El Domaine es una figura reconocida de la denominación de origen protegida (AOP) Côtes de Provence.
Con una ubicación privilegiada entre la tierra y el mar, contribuye al renombre de los vinos de la región.
Cada año, la llegada del verano transforma el ritmo de estas explotaciones, que adaptan su acogida para responder a una demanda creciente.
La temporada de verano es, de hecho, un escaparate excepcional para dar a conocer el saber hacer de los viticultores y la riqueza del patrimonio local.

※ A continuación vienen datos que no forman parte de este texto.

Issue #676, opened 2017-04-10
privacyIDEA should be able to run on python 3


cornelinux:
In regards to dependent packages, we might look at this.

https://medium.com/@anthonypjshaw/oh-no-this-package-is-python-2-only-8e6316f9a02

fredreichbier:
Just read that the next RHEL major release [will deprecate Python 2](https://access.redhat.com/documentation/en-us/red_hat_enterprise_linux/7/html/7.5_release_notes/chap-red_hat_enterprise_linux-7.5_release_notes-deprecated_functionality), also, Python 2.7 will go end-of-life in 2020. If we want to start looking into this: the above page links an [interesting porting guide](https://portingguide.readthedocs.io/en/latest/).

plettich:
I started a [Wiki page](https://github.com/privacyidea/privacyidea/wiki/python3)

plettich:
Further steps for making privacyIDEA compatible with Python 2 and Python 3
* [ ] migrate tests to Python 3
  * [ ] migrate database testcases
  * [ ] migrate crypo library testcases
  * [ ] migrate other lib-level testcases
  * [ ] migrate API testcases
* [ ] migrate tools and plugins
* [ ] refactor crypto interfaces

PR #1418, opened 2019-02-01
Make certificate tests run with python 3

plettich:
This also fixes the certificate token tests.

Working on #676


privacyidea/lib/caconnectors/localca.py
```diff
@@ -332,15 +332,14 @@ def _filename_from_x509(x509_name, file_extension="pem"):
...
-        :rtype: basestring
+        :rtype: str
         """
         name_components = x509_name.get_components()
-        filename = ""
-        for (key, value) in name_components:
-            filename += value+"_"
-        filename = filename[:-1] + "." + file_extension
-        return filename
+        filename = "_".join([value.decode('utf8') for (key, value) in name_components])
```
cornelinux: Here you are doing a ``decdode``. When should this be a ``to_unicode``?

privacyidea/lib/caconnectors/localca.py
```diff
@@ -402,15 +401,9 @@ def sign_request(self, csr, options=None):
                 csr_obj.get_subject(), file_extension="pem")
             #csr_extensions = csr_obj.get_extensions()
         csr_filename = csr_filename.replace(" ", "_")
-        if type(csr_filename) == str:
-            csr_filename = csr_filename.decode("utf-8")
-        csr_filename = csr_filename.encode("ascii", "ignore")
```
cornelinux: So why would this suddently be not necessary under python 2.7 anymore?

privacyidea/lib/caconnectors/localca.py
plettich: You are right, very inconsequential of me...

privacyidea/lib/caconnectors/localca.py
plettich: You are right, i misinterpreted this. Since we are using the updated path later on there should be no trouble. I'll fix this.

privacyidea/lib/caconnectors/localca.py
plettich: fixed in 1fb2839

privacyidea/lib/caconnectors/localca.py
plettich: fixed in 1fb2839

cornelinux: I think we also should use ``to_unicode`` instead of decode?

PR #1421, opened 2019-02-04
Changed favicon to png

### LINKED ISSUE #1420: Change favicon to png
https://github.com/privacyidea/privacyidea/pull/1361 added the favicon, but I think it would be better, if we use a png instead of an ico, because it can be transparent.

Mipronimo:
closes #1420


privacyidea/static/templates/header.html
```diff
@@ -6,7 +6,7 @@
     <meta name="viewport" content="width=device-width, initial-scale=1">
     <meta name="description" content="">
     <meta name="author" content="Cornelius Kölbel" >
-    <link rel="icon" href="{{ instance }}/static/favicon.ico">
```
plettich: Please delete the old favicon file.

Mipronimo: See https://github.com/privacyidea/privacyidea/commit/50c6c153f5a927299334c4337405b086644e0b6e

PR #1423, opened 2019-02-04
Update daplug token tests to work with Python 3

plettich:
Working on #676


privacyidea/lib/tokens/daplugtoken.py
```diff
@@ -55,29 +58,33 @@
...
+
+
 def _daplug2digit(daplug_otp):
     hex_otp = ""
     for i in daplug_otp:
         digit = MAPPING.get(i)
         hex_otp += digit
-    otp = binascii.unhexlify(hex_otp)
+    # we know the result is a string of digits
+    otp = to_unicode(binascii.unhexlify(hex_otp))
```
cornelinux: We have a function ``hexlify_and_unicode`` --- should we have a similar function ``unhexlify_and_unicode``?
Till now there seems only one appearance of such a construct in the code.

> grep -r unhexlify privacyidea/* | grep unicode

plettich: The problem is, that we can't be sure if it is a printable string that gets returned from unhexlify. It might as well be a cryptographic key in a bytes-representation.
So this would depend very much on the context.

cornelinux: Actually, I understand this ;-)

PR #1424, opened 2019-02-04
Make yubikey tests run with Python 3

plettich:
- create a `b64encode_and_unicode()` function to automatically convert the
  result of a `b64encode()` call to a unicode string
- update crc checksum calculation to work with Python 2 and 3

Working on #676

### DIFF
--- a/privacyidea/lib/utils.py
+++ b/privacyidea/lib/utils.py
@@ -286,9 +286,17 @@ def modhex_decode(m):
 
 
 def checksum(msg):
+    """
+    Calculate CRC-16 (16-bit ISO 13239 1st complement) checksum.
+    (see Yubikey-Manual - Chapter 6: Implementation details)
+
+    :param msg: input byte string for crc calculation
+    :type msg: bytes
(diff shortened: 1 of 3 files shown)


privacyidea/lib/utils.py
```diff
@@ -286,9 +286,17 @@ def modhex_decode(m):
...
 def checksum(msg):
+    """
+    Calculate CRC-16 (16-bit ISO 13239 1st complement) checksum.
+    (see Yubikey-Manual - Chapter 6: Implementation details)
+
+    :param msg: input byte string for crc calculation
+    :type msg: bytes
+    :return: crc16 checksum of msg
+    :rtype: int
+    """
```
cornelinux: I think it might be a good idea to add an additional test case in ``test_lib_utils.py``. 
Well, we should have had a test case for checksum earlier, but now it looks like we should! ;-)

plettich: I was going to update the `test_lib_utils.py` and the `lib/utils.py` anyway.

PR #1429, opened 2019-02-06
Python3 update passwd remote token tests

plettich:
Working on #676


privacyidea/lib/tokens/remotetoken.py
```diff
@@ -218,34 +218,24 @@ def check_otp(self, otpval, counter=None, window=None, options=None):
...
         """
         otp_count = -1
-        otpval = otpval.encode("utf-8")
 
         remoteServer = self.get_tokeninfo("remote.server") or ""
-        remoteServer = remoteServer.encode("utf-8")
 
         # in preparation of the ability to relocate privacyidea urls,
         # we introduce the remote url path
         remotePath = self.get_tokeninfo("remote.path") or ""
```
fredreichbier: With this change, ``removePath`` is not stripped anymore. I'm not sure it's necessary?

plettich: Oh, totally missed that. Will ad a test for remote.path as well.

cornelinux: The background is, that the remote privacyIDEA server could run e.g. at https://remote.example.com/pi2 while the originial privacyIDEA server would run at https://local.exampl.com/

plettich: Fixed in 6141b198

fredreichbier: :+1:

PR #2656, opened 2021-03-04
Fixed code quality issues

withshubh:
#### Description
Hi :wave: 
I ran the [DeepSource](https://deepsource.io) analysis on the forked copy of this repo and found some interesting [code quality issues](https://deepsource.io/gh/withshubh/privacyidea/issues/?category=recommended).

#### Summary of changes
- ~Remove length check in favour of truthiness of the object~
- ~Remove unnecessary use of comprehension~
- ~Remove unnecessary comprehension~
- Use identity check for comparison with True
- Added .deepsource.toml

### DIFF
--- a/.deepsource.toml
+++ b/.deepsource.toml
@@ -1,0 +1,19 @@
+version = 1
+
+test_patterns = ["tests/test_*.py"]
+
+exclude_patterns = [
+    "authmodules/**",
+    "contrib/**",
+    "deploy/**",
+    "migrations/**",
+    "po/**",
+    "tools/**"
+]
+
+[[analyzers]]
+name = "python"
+enabled = true
+
+  [analyzers.meta]
+  runtime_version = "3.x.x"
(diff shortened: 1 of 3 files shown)


cornelinux:
I confirm with the checks "is True".
But I would not want to merge other changes due to

1. readability (e.g. comprehension)
2. and probably python version compatibilities

So if you want to rework your changes to only incorporate "is True" checks, that would be fine.

withshubh:
Removed the other fixes! @cornelinux

cornelinux:
I am sorry, that you relied on your code checking tool. I think it produced a false positive, which we know so well from the plandemic.

The `filter` takes a `criterion`, which obivously does not work as a python expression. So in this case you have to use a "==" and not an "is".

That is the problem with the automatic code checking tools.

Thanks anyways for your efforts.

withshubh:
No problem! @cornelinux

PR #2660, opened 2021-03-07
Make the tokenwizard only visible in case of 2nd

### LINKED ISSUE #2632: Enrollment wizard menu entry is shown even if user already has a token assigned
If the webui policy `tokenwizard_2nd_token` is unset (users should not be able to use the token wizard if they already have a token enrolled), the `token enrollment wizard` menu entry is still shown in the UI.
The `token_wizard_2nd` variable is send with an empty list from the server but the UI checks for non-existence here:
https://github.com/privacyidea/privacyidea/blob/cd311f443352a049833557f2a87f17a939862092/privacyidea/static/components/token/views/token.html#L30

cornelinux:
The token wizard in the menu should only be visible
if the policy token_wizard_2nd is set.

Fixes #2632


plettich (approved):
looks good

PR #2666, opened 2021-03-11
Allow changing POOLING_LOOP_TIMEOUT of ldap3

### LINKED ISSUE #2662: reduce the time ldap3 waits between each round
The ldap3 pooling has a ``POOLING_LOOP_TIMEOUT``. (see 
https://ldap3.readthedocs.io/en/latest/server.html?highlight=serverpool#server-pool)

This is the time ldap3 waits between each round. But it looks like, as if this time is also waited, even if there is only one round.
The POOLING_LOOP_TIMEOUT defaults to 10.
We should either reduce this time or make it configurable.

An easy approach is to set it directly in the LDAPResolver.py:

~~~~python
import ldap3
from ldap3 import MODIFY_REPLACE, MODIFY_ADD, MODIFY_DELETE
from ldap3 import Tls
from ldap3.core.exceptions import LDAPOperationResult
from ldap3.core.results import RESULT_SIZE_LIMIT_EXCEEDED
import ssl

ldap3.set_config_parameter("POOLING_LOOP_TIMEOUT", 0)
~~~~

cornelinux:
The ldap3 config setting POOLING_LOOP_TIMEOUT is a system wide
setting, so it does not make sense to set this per LDAP resolver.
Thus we add PI_LDAP_POOLING_LOOP_TIMEOUT to pi.cfg, which is
the first LDAP resolver config in pi.cfg.

This commit does not change the default setting of currently
10 seconds of timeout between rounds. However, since the timeout
is also added if only one round is done, it might make sense
to set this to "0" in pi.cfg for performance reasons.

Closes #2662

### DIFF
--- a/doc/configuration/useridresolvers.rst
+++ b/doc/configuration/useridresolvers.rst
@@ -186,7 +186,7 @@ from the pool and will be re-inserted after the number of seconds specified in t
 If the pool is empty after a round, a timeout is added before the next round is started.
 The ldap3 module defaults system wide to 10 seconds before starting the next round.
 This timeout can be changed by setting ``PI_LDAP_POOLING_LOOP_TIMEOUT`` to an integer in seconds in ``pi.cfg``.
-If no reachable server has could been found after the number of rounds specified in the *retry rounds*,
+If no reachable server could be found after the number of rounds specified in the *retry rounds*,
 the request fails.
 
 By default, knowledge about unavailable pool servers is not persisted between requests.
--- a/doc/configuration/useridresolvers.rst
+++ b/doc/configuration/useridresolvers.rst
@@ -183,8 +183,10 @@ The *Server pool retry rounds* and *Server pool skip timeout* settings configure
 the LDAP server pool. When establishing a LDAP connection, the resolver uses a round-robin
 strategy to select a LDAP server from the pool. If the current server is not reachable, it is removed
 from the pool and will be re-inserted after the number of seconds specified in the *skip timeout*.
-If no server from the pool is reachable, the servers are queried again from the beginning. If
-a reachable server has not been found after the number of rounds specified in the *retry rounds*,
+If the pool is empty after a round, a timeout is added before the next round is started.
+The ldap3 module defaults system wide to 10 seconds before starting the next round.
+This timeout can be changed by setting ``PI_LDAP_POOLING_LOOP_TIMEOUT`` to an integer in seconds in ``pi.cfg``.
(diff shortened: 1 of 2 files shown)


doc/configuration/useridresolvers.rst
```diff
@@ -183,8 +183,10 @@ The *Server pool retry rounds* and *Server pool skip timeout* settings configure
 the LDAP server pool. When establishing a LDAP connection, the resolver uses a round-robin
 strategy to select a LDAP server from the pool. If the current server is not reachable, it is removed
 from the pool and will be re-inserted after the number of seconds specified in the *skip timeout*.
-If no server from the pool is reachable, the servers are queried again from the beginning. If
-a reachable server has not been found after the number of rounds specified in the *retry rounds*,
+If the pool is empty after a round, a timeout is added before the next round is started.
+The ldap3 module defaults system wide to 10 seconds before starting the next round.
+This timeout can be changed by setting ``PI_LDAP_POOLING_LOOP_TIMEOUT`` to an integer in seconds in ``pi.cfg``.
+If no reachable server has could been found after the number of rounds specified in the *retry rounds*,
```
plettich, line 189: If no reachable server could **be** found...

privacyidea/lib/resolvers/LDAPIdResolver.py
```diff
@@ -97,6 +97,12 @@
 SERVERPOOL_ROUNDS = 2
 # The number of seconds a non-responding server is removed from the server pool
 SERVERPOOL_SKIP = 30
+# The number of seconds that ldap3 waits if no server is left in the pool, before
+# starting the next round
+pooling_loop_timeout = get_app_config_value("PI_LDAP_POOLING_LOOP_TIMEOUT", 10)
+log.info("Setting system wide POOLING_LOOP_TIMEOUT to {0!s}.".format(pooling_loop_timeout))
```
plettich, line 103: Do we get this Info on each request or only when the server starts?

plettich (changes requested):
looks good, just some spelling

privacyidea/lib/resolvers/LDAPIdResolver.py
cornelinux: imho this happens during loading of this python module - thus only once at starttime.

doc/configuration/useridresolvers.rst
cornelinux: done in 26cb6fad

plettich (approved):
looks good

PR #2671, opened 2021-03-12
Add token condition for policies

### LINKED ISSUE #2590: Add tokentype to policy condition
In many cases we have several policy actions for different tokentypes. This is somehow annoying since it clutters the actions.
At other places we already discussed tokentypes in policies.

The problem is, that in certain cases policies do not refer to actions, that are about tokens. So this would not be applicable.

I think it is too complicated to link policy actions and allowed conditions. So we need to decide and define, how a tokentype condition should be handled, if it is not applicable. There are two possibilities to handle tokentypes at all:

* via extended attributes (while a lot of functionalities in the extended attributes do not make sense)
  On the other hand we could use the same logic like "take care that you define policies that make sense, otherwise an exceptoin gets raised". We could have an extended condition "token".  No database migration needed.
   We might allow all DB columns generically to be checked like "serial", "tokentype", "maxfail", "revoked", "locked" and even "rollout_state"...
* via a new specific condition. However, this very condition would be superfluous in 90% of the policies. We would need a database migration.

We already discussed this in #1947.
This will solve, what we wanted to do in #2142. 
We could also have scope dependent conditions in #2510!

# Condition Matching / Determining tokentype

So what should happen, if a tokentype can not be determined?
In the following cases:

* authentication, calling validate/check. Usually a token and a token type are available, but could be not...
   *Expected behaviour*: 
   a) I think the policy should not match. We *can* define a policy  without a token type condition, so this would be the default policy and the on with the tokentype definition would be the exlcusion, only if the specific tokentype does exist.
   b) OR An exception could be raised.
* defining a policy. Most probably not a tokentype contained, but could we define a policy for a tokentype?
      *Expected behaviour*:
   a) An exception should be raised.
* passthru (no token, no tokentype: would not make sense at all)
      *Expected behaviou*: 
   a) I think the policy should not match. We *can* define a policy without a token type definition, so this would be ok as a fallback. 
   b) An exception could be raised.

**I am thinking using a additional condition "token" provides the highest flexibility and does not break the current design.**

cornelinux:
The token condition can query any token DB column and compare it.
We also added the comparison of integer values to be bigger
or smaller.

Closes #2590

### DIFF
--- a/doc/policies/conditions.rst
+++ b/doc/policies/conditions.rst
@@ -30,7 +30,7 @@ consists of five parts:
 Sections
 ~~~~~~~~
 
-privacyIDEA implements three sections ``userinfo``, ``tokeninfo`` and ``HTTP Request Headers``.
+privacyIDEA implements three sections ``userinfo``, ``token``, ``tokeninfo`` and ``HTTP Request Headers``.
 
 ``userinfo``
 ^^^^^^^^^^^^
@@ -114,6 +114,21 @@ The tokeninfo condition works the same way as userinfo but matches the tokeninfo
 
 .. note:: Similar to the userinfo condition, a policy with an active tokeninfo condition will
    throw an exception whenever the token object cannot be determined (usually from the serial).
+
+``token``
+^^^^^^^^^
+
+The token condition works on the database columns of the token. This would be
+``description``, ``otplen``, ``count``, ``serial`` but most importantly
+also ``failcount`` and ``tokentype``.
+
+.. note:: A policy with an active tokeninfo condition will
+   throw an exception whenever the token object cannot be determined.
+   It will also throw an error, if the request ``Key`` does not exist
+   as a database column.
+
+.. note:: The matching is case sensitive. Note, that e.g. token types are
+   stored in lower case in the database.
 
 
 ``HTTP Request Header``
--- a/privacyidea/lib/policy.py
+++ b/privacyidea/lib/policy.py
@@ -812,14 +812,18 @@ class PolicyClass(object):
                 raise PolicyError(u"Unknown HTTP header key referenced in condition of policy "
                                   u"{!r}: {!r}".format(policy["name"], key))
         else:  # pragma: no cover
-            log.error(u"Policy {!r} has conditions on headers {!r}, but http header"
-                      u" is not available. This should not happen.".format(policy["name"], key))
-            raise PolicyError(u"Policy {!r} has conditions on headers {!r}, but http header"
-                        u" is not available".format(policy["name"], key))
+            log.error(u"Policy {!r} has conditions on HTTP headers, but HTTP header"
+                      u" is not available. This should not happen - possible "
+                      u"programming error {!s}.".format(policy["name"],
+                                                        ''.join(traceback.format_stack())))
+            raise PolicyError(u"Policy {!r} has conditions on headers {!r}, but HTTP header"
+                              u" is not available".format(policy["name"], key))
 
     @staticmethod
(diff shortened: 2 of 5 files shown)


privacyidea/lib/policy.py
```diff
@@ -809,6 +817,32 @@ def _policy_matches_request_header_condition(policy, key, comparator, value, req
...
+        """
+        if db_token and key in db_token.get():
+            try:
+                return compare_values(db_token.get(key), comparator, value)
+            except Exception as exx:
+                log.warning(u"Error during handling the condition on token {!r} "
+                            u"of policy {!r}: {!r}".format(key, policy['name'], exx))
+                raise PolicyError(
+                    u"Invalid comparison in the {!s} conditions of policy {!r}".format(type, policy['name']))
+        else:
```
laclaro, line 839: This else is reached if "not db_token OR key not in dbtoken", so also if we have _no_ dbtoken. This happens e.g. at /auth if any matching admin policy has a token condition. 
No login is possible and the error message is misleading, since the reason is that there is simply no token object available.

Please check in this else if there is a dbtoken and if not throw something similar to

"Policy {!r} has condition on token, but an according token object is not available"

as in `_policy_matches_info_condition`

doc/policies/conditions.rst
```diff
@@ -115,6 +115,21 @@ The tokeninfo condition works the same way as userinfo but matches the tokeninfo
...
+also ``failcount`` and ``tokentype``.
+
+.. note:: A policy with an active tokeninfo condition will
+   throw an exception whenever the token object cannot be determined.
+   It will also throw an error, if the request ``Key`` does not exist
+   as a database column.
+
+.. note:: The matching is case sensitive. Note, that e.g. token types are
+   stored in lower case in the database.
+
```
laclaro, line 132: Maybe add a note to not add a token condition to admin policies.

laclaro (changes requested):
This feature works as expected for user policies. If set on any matching admin policy, /auth is not possible. Can we circumvent this somehow? This also applies to tokeninfo conditions.

cornelinux:
> This feature works as expected for user policies. If set on any matching admin policy, /auth is not possible. Can we circumvent this somehow? This also applies to tokeninfo conditions.

You are right. Lately I stumbled upon this also with userinfo condition. (So it happens with userinfo, tokeninfo and token) I think this happens because the /auth endpoints checks for certain policies of an admin, to be able to do some ui settings.

I already thought about this and will come up with a generic solution in the code - where it actually has to be solved - since policy matching has different intentions at certain code sections.

privacyidea/lib/policy.py
cornelinux: I will change this to the flow of the other extended conditions.
However, in certain cases login will still not be possible (as it is also for other conditions.) This is simply a logical problem, which I will not address in the PR, which only deals with the token attributes. (I opened #2676 to do this)

doc/policies/conditions.rst
cornelinux: This is currently also true for other conditions (lile ``userinfo``).
I am planing to solve this in #2676 for 3.6. So I will not add a warning in the docs for 3.6, which will hopefully not be necessary when releasing 3.6 anymore.

privacyidea/lib/policy.py
cornelinux: done in 0f0588ce

doc/policies/conditions.rst
laclaro: okay

laclaro (approved):
Great feature!

PR #2673, opened 2021-03-15
Disable button if no scope is selected

### LINKED ISSUE #1888: Create policy button should be disabled when no scope is selected
Currently the button to create a policy is enabled as soon as the user has given the policy a name. However, if the user clicks the button before selecting a scope, the code will run into an exception. No error message is shown to the user, so from the users perspective, the button will have no function whatsoever. We should make sure the button only gets enabled, when a policy can actually be created.

cornelinux:
Closes #1888

### DIFF
--- a/privacyidea/static/components/config/views/config.policies.details.html
+++ b/privacyidea/static/components/config/views/config.policies.details.html
@@ -394,7 +394,7 @@
          ng-show="checkRight('policywrite')">
         <button ng-click="createPolicy()"
                 id="createPolicyButton"
-                ng-disabled="formPolicyAdd.$invalid"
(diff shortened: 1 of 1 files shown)


NNLemling (commented):
I've tested the whole thing on myself and it works fine. However, there is a second button below. The change should also be made for this in line 398.

cornelinux:
@NNLemling done in 5e0e1567

NNLemling:
sorry, i accidentally closed the pull request.

Everything works fine on my system now. So there shouldn't be anything against merging it.

cornelinux:
@NNLemling you need to approve it and merge it

NNLemling (approved):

Para las fincas vitícolas como Favanquet, el período que se inicia es estratégico. Coincide con la afluencia de turistas franceses e internacionales en la costa varoise, una clientela curiosa por sumergirse en la cultura provençale y degustar los productos de la tierra. El lanzamiento de la temporada de verano implica una intensificación de las actividades de acogida, de las catas y de las visitas, lo que permite crear un vínculo entre el productor y el consumidor. Es una palanca económica esencial que pone en valor tanto los productos como el territorio. El anuncio del Domaine se interpreta como una invitación abierta a todos los amantes del vino, a los residentes locales y a los veraneantes. Señala que la finca está lista para compartir su pasión y sus cosechas durante todo el verano. La temporada de verano es tradicionalmente la oportunidad para que los visitantes descubran las bodegas, paseen por los viñedos y comprendan las sutilezas de los vinos rosados, blancos y tintos que son el orgullo de la Provence. La finca se posiciona así como un destino imprescindible para quienes desean vivir una experiencia auténtica en el corazón del viñedo varois.
Foto Philippe OLIVIER.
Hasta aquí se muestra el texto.